Health and safety training is one of the key contributors in reducing accidents and lost-time incidents on engineering construction sites.
The Engineering Construction Industry Training Board’s (ECITB) CCNSG Safety Passport quality-assured two-day course enhances health and safety awareness and is suitable for all workers in the industry. Alongside the nationally recognised safety card, the ECITB also has a course designed to provide an essential introduction to managing teams within the context of health and safety in the industry.
The CCNSG Leading a Team Safely (LaTS) course is a one-day workshop which focuses on the essentials of leadership such as planning, implementing and reviewing, with a natural emphasis on health and safety.

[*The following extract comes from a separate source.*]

Issue #8413, opened 2023-02-07
[Feature request] support for `--skip-refresh` when updating helm chart dependencies


muzalevs:
In our project we use a separate Helm library chart for re-usable templates. Every other chart has it defined as a dependency, e.g.:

Aimed at supervisory staff who have responsibility for teams, the course is broken down into four elements that delve into areas such as the ingredients of a successful team; effective supervision, monitoring and communication; leadership skills and styles; and providing clear objectives.
Having a work plan
One of the four elements of the Leading a Team Safely (LaTS) course is titled ‘The Plan’ and goes into what you need to put in place to plan for a successful and safe job.
Experienced LaTS course tutor Mark Cockin, pictured, from Altrad, stresses to delegates: “It’s all about planning to ensure people are set to work safely.”
This section of the workshop expands on:
- The importance of clear communication to a good work plan and provides methods to make this more effective.
- How the right people with right skills, doing the right job, with the right tools, in the right place, at the right time can affect the outcome of the job.
- The relationship between work instructions, risk assessments and method statements to create an effective work plan before a job.
- Pre-start team briefings being clear, concise and provide accurate information, particularly around safe systems of work.
Effective pre-start briefings
The LaTS course stresses that the success of the pre-start briefing given by supervisors is all down to planning and will include the important elements of the work plan.
It goes on to detail the following important elements to getting the message across effectively during a pre-start briefing:
- Be clear and concise
- Engage the team, such as with prompts and asking questions
- Eye contact
- Choose a location free from noise and distraction
- Listen to questions from the team
- Motivate and lead by example.
The course outlines the following content the pre-start briefing should cover
Work instructions
Risk assessments
Method statement
Permit to work
Accident reporting
First aid
PPE
Access
Other activities in the area
Emergency procedures
Welfare
Leading a team safely
The LaTS workshop sets out to influence the behaviour of those that delegates supervise; to ensure good planning and communication of health and safety related to site work; and to help ensure workers operate on site more safely, lowering risk to themselves and others.